# New UberX just two days work 3.5 rate



## Natal (Jul 4, 2015)

I am new in UberX driver I just had 4 riders in just two days and I got 3.5 rate. I do not what I did wrong?
Today I waited 4 hours for rider and i had no calls


----------



## uberak (May 22, 2015)

Friend of mine just had the same thing second day 4 stars. tonite it was nil no stars left what so ever. I don't know what's going on must be something wrong wit the app


----------



## Saleem hatoum (Jun 1, 2015)

Don't worry you will move up.

But tonight I decided with rating gone down from 4.81 to 4.75 in two weeks that I will give all these MF***ker students 2 stars irrespective is to what they give me. Uber claims that lower rating or 1 star rating takes effect at a rate of .005 but my question is that couple of 3 or below ratings brings your rating on all of the days 1 7 & 30 immideiatly but to bring these shitty ratings up it takes about 30 5 stars ....bullshit I must say.


----------



## alln (Jun 16, 2015)

Natal said:


> I am new in UberX driver I just had 4 riders in just two days and I got 3.5 rate.
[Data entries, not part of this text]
PR #536, opened 2020-11-24
Fix system env var backend route

eguzki:
Recently, it was merged in Porta [this PR](https://github.com/3scale/porta/pull/2268) 

Now, they are respecting the `BACKEND_ROUTE` env var set in deployment. 

Before, Porta was reading some unset env var `THREESCALE_CORE_INTERNAL_API` and it did not exist, so they were using as backend route: `http://backend-listener:3000/internal/`. It worked as expected. 

But now, as `BACKEND_ROUTE` env var is respected, in 3scale operator CI, 3scale system tries to connect to `https://backend-3scale.lvh.me`, and ovbiously, it fails. 
```
Errno::ECONNREFUSED: Connection refused - connect(2) for "backend-3scale.lvh.me" port 443
/opt/system/vendor/bundle/ruby/2.5.0/gems/net-http-persistent-3.0.0/lib/net/http/persistent.rb:692:in `start'
/opt/system/vendor/bundle/ruby/2.5.0/gems/net-http-persistent-3.0.0/lib/net/http/persistent.rb:622:in `connection_for'
/opt/system/vendor/bundle/ruby/2.5.0/gems/net-http-persistent-3.0.0/lib/net/http/persistent.rb:927:in `request'
/opt/system/vendor/bundle/ruby/2.5.0/gems/faraday-0.15.3/lib/faraday/adapter/net_http_persistent.rb:36:in `perform_request'
/opt/system/vendor/bundle/ruby/2.5.0/gems/faraday-0.15.3/lib/faraday/adapter/net_http.rb:43:in `block in call'
/opt/system/vendor/bundle/ruby/2.5.0/gems/faraday-0.15.3/lib/faraday/adapter/net_http.rb:92:in `with_net_http_connection'
/opt/system/vendor/bundle/ruby/2.5.0/gems/faraday-0.15.3/lib/faraday/adapter/net_http.rb:38:in `call'
/opt/system/vendor/bundle/ruby/2.5.0/gems/faraday-0.15.3/lib/faraday/rack_builder.rb:143:in `build_response'
/opt/system/vendor/bundle/ruby/2.5.0/gems/faraday-0.15.3/lib/faraday/connection.rb:387:in `run_request'
/opt/system/vendor/bundle/ruby/2.5.0/gems/faraday-0.15.3/lib/faraday/connection.rb:138:in `get'
/opt/system/vendor/bundle/ruby/2.5.0/gems/pisoni-1.29.0/lib/3scale/core/api_client/operations.rb:103:in `api_http'
/opt/system/vendor/bundle/ruby/2.5.0/gems/pisoni-1.29.0/lib/3scale/core/api_client/operations.rb:186:in `api'
/opt/system/lib/tasks/boot.rake:6:in `block (2 levels) in <top (required)>'
/opt/system/vendor/bundle/ruby/2.5.0/gems/bugsnag-6.11.1/lib/bugsnag/integrations/rake.rb:18:in `execute_with_bugsnag'
/opt/system/vendor/bundle/ruby/2.5.0/gems/rake-13.0.1/exe/rake:27:in `<top (required)>'
/opt/rh/rh-ruby25/root/usr/local/share/gems/gems/bundler-1.17.3/lib/bundler/cli/exec.rb:74:in `load'
/opt/rh/rh-ruby25/root/usr/local/share/gems/gems/bundler-1.17.3/lib/bundler/cli/exec.rb:74:in `kernel_load'
/opt/rh/rh-ruby25/root/usr/local/share/gems/gems/bundler-1.17.3/lib/bundler/cli/exec.rb:28:in `run'
/opt/rh/rh-ruby25/root/usr/local/share/gems/gems/bundler-1.17.3/lib/bundler/cli.rb:463:in `exec'
/opt/rh/rh-ruby25/root/usr/local/share/gems/gems/bundler-1.17.3/lib/bundler/vendor/thor/lib/thor/command.rb:27:in `run'
/opt/rh/rh-ruby25/root/usr/local/share/gems/gems/bundler-1.17.3/lib/bundler/vendor/thor/lib/thor/invocation.rb:126:in `invoke_command'
/opt/rh/rh-ruby25/root/usr/local/share/gems/gems/bundler-1.17.3/lib/bundler/vendor/thor/lib/thor.rb:387:in `dispatch'
/opt/rh/rh-ruby25/root/usr/local/share/gems/gems/bundler-1.17.3/lib/bundler/cli.rb:27:in `dispatch'
/opt/rh/rh-ruby25/root/usr/local/share/gems/gems/bundler-1.17.3/lib/bundler/vendor/thor/lib/thor/base.rb:466:in `start'
/opt/rh/rh-ruby25/root/usr/local/share/gems/gems/bundler-1.17.3/lib/bundler/cli.rb:18:in `start'
/opt/rh/rh-ruby25/root/usr/local/share/gems/gems/bundler-1.17.3/exe/bundle:30:in `block in <top (required)>'
/opt/rh/rh-ruby25/root/usr/local/share/gems/gems/bundler-1.17.3/lib/bundler/friendly_errors.rb:124:in `with_friendly_errors'
/opt/rh/rh-ruby25/root/usr/local/share/gems/gems/bundler-1.17.3/exe/bundle:22:in `<top (required)>'
/opt/rh/rh-ruby25/root/usr/local/bin/bundle:23:in `load'
/opt/rh/rh-ruby25/root/usr/local/bin/bundle:23:in `<main>'
Tasks: TOP => boot => boot:all => boot:backend
(See full trace by running task with --trace)
```

The initial consequence is that CI tests for nightly builds do not work, therefore, nightly images are not being pushed.  

The proposed solution is to pass internal service endpoint which uses OCP service domain name.

An alternative solution would be to leave templates as they are. When OCP cluster domain names are not fake (like mydomain.lvh.me), the route is supposed to work. Maybe it is missing the `/internal` path. With this approach, our CI tests should be changed to override the passed env var to use OCP service endpoint, because cluster domain name is not usable. I did not pick this approach because there is no need to pass FQDN to system to reach backend, as they are pods inside the same namespace and service level connection is preferred. 

Checked that apicast services receive external backend route instead of internal endpoint. Required for self managed apicast services running in another namespace and/or cluster.

TODO:
- [x] upgrade procedure

### DIFF
--- a/pkg/3scale/amp/operator/upgrade.go
+++ b/pkg/3scale/amp/operator/upgrade.go
@@ -6,11 +6,14 @@ import (
 	"reflect"
 
 	appsv1alpha1 "github.com/3scale/3scale-operator/apis/apps/v1alpha1"
+	"github.com/3scale/3scale-operator/pkg/common"
+	"github.com/3scale/3scale-operator/pkg/helper"
 	"github.com/3scale/3scale-operator/pkg/reconcilers"
 
 	"github.com/go-logr/logr"
 	"github.com/google/go-cmp/cmp"
 	appsv1 "github.com/openshift/api/apps/v1"
+	v1 "k8s.io/api/core/v1"
 	"k8s.io/apimachinery/pkg/types"
 	"sigs.k8s.io/controller-runtime/pkg/reconcile"
 )
@@ -30,7 +33,15 @@ func NewUpgradeApiManager(b *reconcilers.BaseReconciler, apiManager *appsv1alpha
 }
 
 func (u *UpgradeApiManager) Upgrade() (reconcile.Result, error) {
-	res, err := u.upgradeImages()
+	res, err := u.upgradeBackendRouteEnv()
+	if err != nil {
+		return res, fmt.Errorf("Upgrading backend route env vars: %w", err)
+	}
+	if res.Requeue {
+		return res, nil
+	}
+
+	res, err = u.upgradeImages()
 	if err != nil {
 		return res, fmt.Errorf("Upgrading images: %w", err)
 	}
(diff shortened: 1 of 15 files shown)


eguzki:
@miguelsorianod looking for feedback before proceeding further

eguzki:
@miguelsorianod looking for feedback before proceeding further

miguelsorianod:
Looks good to me.

As an observation, names are super confusing unfortunately because what's called "BACKEND_ROUTE" in system is really backend's Service (as it is called in our Backend code), and we also have an attribute in backend named route_endpoint which is the OCP's Route object for backend, which is not the value used in System's BACKEND_ROUTE

eguzki:
> As an observation, names are super confusing unfortunately because what's called "BACKEND_ROUTE" in system is really backend's Service (as it is called in our Backend code), and we also have an attribute in backend named route_endpoint which is the OCP's Route object for backend, which is not the value used in System's BACKEND_ROUTE

This is System issue, isn't it? we need to use the env vars set by them. 

Is there anything confusing in the naming of this repo?

miguelsorianod:
It's sort of a confusing issue in System yes. Regarding our code, maybe calling the System option `BackendServiceEndpoint  instead of`BackendRouteEndpoint`woud make it more clear and consistent with the source of truth which is the Backend component where the naming contains `*service*`. Although at the end the envvar used by System will be named Route so at some point there will be an inconsistency.

eguzki:
Ok, I see what you mean. The new system option field should be called `BackendServiceEndpoint` instead of `BackendRouteEndpoint`

eguzki:

pkg/3scale/amp/operator/upgrade.go
```diff
@@ -38,6 +41,14 @@ func (u *UpgradeApiManager) Upgrade() (reconcile.Result, error) {
 		return res, nil
 	}
 
+	res, err = u.upgradeBackendRouteEnv()
```
miguelsorianod, line 44: I think we should upgrade the routes before changing the images.

Otherwise the new code that makes use of the environment variable will be effective before we change the route and currently we use an incorrect one.

pkg/3scale/amp/operator/upgrade.go
```diff
@@ -394,6 +405,124 @@ func (u *UpgradeApiManager) findDeploymentTriggerOnImageChange(triggerPolicies [
...
+
+	if len(existing.Spec.Template.Spec.Containers) != 3 {
+		return reconcile.Result{}, fmt.Errorf("DeploymentConfig %s spec.template.spec.containers length is %d, should be 3",
+			existing.Name, len(existing.Spec.Template.Spec.Containers))
+	}
+
+	desiredName := common.ObjectInfo(desired)
+
+	update := false
+	for idx := 0; idx < 3; idx++ {
```
miguelsorianod, line 442: If you want there's no need to hardcode numbers, you can range over the containers attribute

pkg/3scale/amp/operator/upgrade.go
```diff
@@ -394,6 +405,124 @@ func (u *UpgradeApiManager) findDeploymentTriggerOnImageChange(triggerPolicies [
...
+			panic(fmt.Sprintf("%s desired spec.template.spec.containers env var '%s' does not exist", desiredName, "BACKEND_ROUTE"))
+		}
+		tmpUpdate := ensureBackendRouteEnvVar(desiredBackendRouteEnvVar, &existingContainer.Env)
+		update = update || tmpUpdate
+	}
+
+	// Pre hook pod env vars
+	desiredBackendRouteEnvVar, ok := helper.FindEnvVar(desired.Spec.Strategy.RollingParams.Pre.ExecNewPod.Env, "BACKEND_ROUTE")
+	if !ok {
+		panic(fmt.Sprintf("%s desired spec.strategy.rollingparams.pre.execnewpod env var '%s' does not exist", desiredName, "BACKEND_ROUTE"))
```
miguelsorianod, line 456: I knew this shouldn't happen but maybe returning an error so we don't completely crash the operator?

pkg/3scale/amp/operator/upgrade.go
```diff
@@ -394,6 +405,124 @@ func (u *UpgradeApiManager) findDeploymentTriggerOnImageChange(triggerPolicies [
...
+
+	desiredName := common.ObjectInfo(desired)
+
+	update := false
+	for idx := 0; idx < 3; idx++ {
+		existingContainer := &existing.Spec.Template.Spec.Containers[idx]
+		desiredContainer := &desired.Spec.Template.Spec.Containers[idx]
+		desiredBackendRouteEnvVar, ok := helper.FindEnvVar(desiredContainer.Env, "BACKEND_ROUTE")
+		if !ok {
+			panic(fmt.Sprintf("%s desired spec.template.spec.containers env var '%s' does not exist", desiredName, "BACKEND_ROUTE"))
```
miguelsorianod, line 447: I knew this shouldn't happen but maybe returning an error so we don't completely crash the operator?

pkg/3scale/amp/template/adapters/system.go
```diff
@@ -1,6 +1,8 @@
 package adapters
 
 import (
+	"fmt"
```
miguelsorianod, line 4: For 2.11 we need to remember that we'll need to write a templates upgrade procedure for the changes related to this PR

miguelsorianod (changes requested):
Left some comments

pkg/3scale/amp/operator/upgrade.go
eguzki: you mean range over the containers? 

not a big change. And the code just before the loop, makes sure there are 3 containers.

eguzki:
All comments answered :+1:

pkg/3scale/amp/operator/upgrade.go
miguelsorianod: Yeah, precisely because of that. Due to you have checked there are 3 you don't need to worry about the number. Just process them all. As you prefer.

pkg/3scale/amp/operator/upgrade.go
```diff
@@ -394,6 +405,124 @@ func (u *UpgradeApiManager) findDeploymentTriggerOnImageChange(triggerPolicies [
...
+			existing.Name, len(existing.Spec.Template.Spec.Containers))
+	}
+
+	desiredName := common.ObjectInfo(desired)
+
+	existingContainer := &existing.Spec.Template.Spec.Containers[0]
+	desiredContainer := &desired.Spec.Template.Spec.Containers[0]
+	desiredBackendRouteEnvVar, ok := helper.FindEnvVar(desiredContainer.Env, "BACKEND_ROUTE")
+	if !ok {
+		panic(fmt.Sprintf("%s desired spec.template.spec.containers env var '%s' does not exist", desiredName, "BACKEND_ROUTE"))
```
miguelsorianod, line 490: We should apply the same criteria as with the other, just return an error

miguelsorianod (changes requested):
Another comment

pkg/3scale/amp/operator/upgrade.go
eguzki: done

miguelsorianod (approved):

miguelsorianod:
let's do a squash of some commits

I do not what I did wrong?
> Today I waited 4 hours for rider and i had no calls


You have 50 trips so wait until then, they won't deactivate you


----------



## Saleem hatoum (Jun 1, 2015)

Hey, hell ask the rider to give you 5 stars.


----------



## Realityshark (Sep 22, 2014)

Never look at your rating.....problem solved.


----------



## Sydney Uber (Apr 15, 2014)

Natal said:


> I am new in UberX driver I just had 4 riders in just two days and I got 3.5 rate. I do not what I did wrong?
> Today I waited 4 hours for rider and i had no calls


Try straightening up when you drive, that lean you have happening makes 'em remember the last Cabbie that nearly fell asleep on them!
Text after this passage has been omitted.